**What the task requires:** Print nothing except the lines of the listing below from the line with "PR #2514, opened 2024-07-16" to the line with "I assume this is the case on all themes.", each exactly as written, both ends included.
>>>
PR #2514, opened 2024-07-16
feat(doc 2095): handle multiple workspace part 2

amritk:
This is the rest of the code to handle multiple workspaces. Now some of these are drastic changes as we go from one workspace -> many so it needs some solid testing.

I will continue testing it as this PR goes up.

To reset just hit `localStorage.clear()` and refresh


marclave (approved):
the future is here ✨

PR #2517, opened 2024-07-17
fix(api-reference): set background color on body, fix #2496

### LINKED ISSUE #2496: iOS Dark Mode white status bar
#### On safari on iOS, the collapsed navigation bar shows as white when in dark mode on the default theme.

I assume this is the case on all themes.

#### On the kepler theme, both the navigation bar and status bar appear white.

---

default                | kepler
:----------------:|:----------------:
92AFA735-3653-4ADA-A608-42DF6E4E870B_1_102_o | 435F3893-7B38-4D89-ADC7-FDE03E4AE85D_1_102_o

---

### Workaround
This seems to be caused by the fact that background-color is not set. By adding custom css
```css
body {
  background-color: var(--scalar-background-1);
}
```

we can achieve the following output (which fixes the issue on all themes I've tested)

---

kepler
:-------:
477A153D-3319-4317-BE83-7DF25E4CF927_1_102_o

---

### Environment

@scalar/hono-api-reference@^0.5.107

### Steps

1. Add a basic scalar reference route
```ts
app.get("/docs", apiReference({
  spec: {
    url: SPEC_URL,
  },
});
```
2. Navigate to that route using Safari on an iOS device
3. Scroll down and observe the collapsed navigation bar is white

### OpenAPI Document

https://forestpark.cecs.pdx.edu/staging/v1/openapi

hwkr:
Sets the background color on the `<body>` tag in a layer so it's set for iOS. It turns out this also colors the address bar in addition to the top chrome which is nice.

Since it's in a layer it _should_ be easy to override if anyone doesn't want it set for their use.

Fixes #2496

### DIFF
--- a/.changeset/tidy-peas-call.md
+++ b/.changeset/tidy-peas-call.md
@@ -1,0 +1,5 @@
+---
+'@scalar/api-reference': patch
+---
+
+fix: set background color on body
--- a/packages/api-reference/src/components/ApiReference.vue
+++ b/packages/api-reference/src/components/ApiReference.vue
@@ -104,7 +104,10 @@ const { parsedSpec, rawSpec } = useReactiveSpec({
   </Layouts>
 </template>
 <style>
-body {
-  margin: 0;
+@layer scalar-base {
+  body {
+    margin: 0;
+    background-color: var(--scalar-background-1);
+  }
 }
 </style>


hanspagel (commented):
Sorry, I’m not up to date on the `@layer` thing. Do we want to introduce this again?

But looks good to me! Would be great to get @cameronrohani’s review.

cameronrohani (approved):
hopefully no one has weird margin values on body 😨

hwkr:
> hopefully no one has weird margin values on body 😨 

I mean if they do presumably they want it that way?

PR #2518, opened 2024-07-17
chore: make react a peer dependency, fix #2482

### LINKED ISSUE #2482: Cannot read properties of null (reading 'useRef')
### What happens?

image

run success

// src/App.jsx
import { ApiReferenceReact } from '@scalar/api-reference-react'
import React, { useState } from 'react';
<<<
>>>
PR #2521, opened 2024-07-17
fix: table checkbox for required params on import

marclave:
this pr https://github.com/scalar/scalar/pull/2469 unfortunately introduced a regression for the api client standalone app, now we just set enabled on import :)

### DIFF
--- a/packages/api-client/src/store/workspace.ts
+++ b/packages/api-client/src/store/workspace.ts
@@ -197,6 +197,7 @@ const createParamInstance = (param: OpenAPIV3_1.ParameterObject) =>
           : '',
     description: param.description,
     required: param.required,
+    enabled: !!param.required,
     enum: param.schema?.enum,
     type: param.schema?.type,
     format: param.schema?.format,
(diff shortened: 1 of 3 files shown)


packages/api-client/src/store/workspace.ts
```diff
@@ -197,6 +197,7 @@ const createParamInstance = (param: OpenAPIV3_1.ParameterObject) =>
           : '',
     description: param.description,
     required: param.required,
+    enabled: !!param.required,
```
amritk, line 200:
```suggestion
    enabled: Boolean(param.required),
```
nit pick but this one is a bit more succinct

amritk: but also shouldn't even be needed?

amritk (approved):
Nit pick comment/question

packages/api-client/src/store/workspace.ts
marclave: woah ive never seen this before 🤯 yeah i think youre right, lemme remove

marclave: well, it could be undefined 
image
<<<
**Answer area:**
PR #2514, opened 2024-07-16
feat(doc 2095): handle multiple workspace part 2

amritk:
This is the rest of the code to handle multiple workspaces. Now some of these are drastic changes as we go from one workspace -> many so it needs some solid testing.

I will continue testing it as this PR goes up.

To reset just hit `localStorage.clear()` and refresh


marclave (approved):
the future is here ✨

PR #2517, opened 2024-07-17
fix(api-reference): set background color on body, fix #2496

### LINKED ISSUE #2496: iOS Dark Mode white status bar
#### On safari on iOS, the collapsed navigation bar shows as white when in dark mode on the default theme.

I assume this is the case on all themes.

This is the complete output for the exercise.